Kennedy was tall and slim, and in the dark clothes he favored there was something about him of the High Plains Drifter -— the mysterious stranger who blows into town one day and makes the bad guys go away. He wore a grizzled beard and had thick, unbound hair that cascaded halfway down his back. “What’s some guy who looks like Jesus got to tell us about crime in Cincinnati?” was the line around police headquarters.
Kennedy had been approached by Dr. Victor Garcia, the head of the trauma unit at Cincinnati Children’s Hospital Medical Center, who was seeing almost daily the effects of the city’s violent gangs: the stabbings, shootings, and beatings, and the injuries to innocent children caught in the crossfire. “Children with their eyes shot out, children paralyzed,” Garcia told me. “I started to wonder, instead of treating injuries, how can we prevent them from happening in the first place?”
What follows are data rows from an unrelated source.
PR #470, opened 2021-01-24
Improve table creation to handle columns correctly 

mshappe:
…and allow for multi-column indexes correctly

### DIFF
--- a/data/database-schema.php
+++ b/data/database-schema.php
@@ -150,5 +150,11 @@ class SCHEMA
 
     ];
 
-    public static $DB_index = [];
+    public static $DB_index = [
+        'Members' => [
+            'idx_Email' => ['Email'],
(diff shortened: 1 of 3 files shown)


tskeeley (approved):
So, moving to a mutli field index.  fair enough! :)  That seems to make sense to me.

I also like that you added the errorcode check.  That makes me happy

mshappe:
Yes and no.

Each one of those hash entries will create its own index on a specific column.

If you specify more than one column in an entry, however, like if I added one that was `Name => [FirstName, LastName]`, THAT would produce a compound index.

What you had before would have ALWAYS produced a single compound index if given a list of columns, which I'm pretty sure was not your intent!

AricStewart (approved):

Often, much of the violence is caused by gang dynamics: score settling, vendettas, and turf issues, all played out according to the law of the streets.
Whalen explained to me the C.P.D.’s distinction between social workers and cops: “Social people hug thugs. We kick their butts.”
I particularly appreciate the echo of ““Academia and law enforcement are at opposite ends of the spectrum. They like theories, we like results” in “Whalen explained to me the C.P.D.’s distinction between social workers and cops: “Social people hug thugs. We kick their butts.””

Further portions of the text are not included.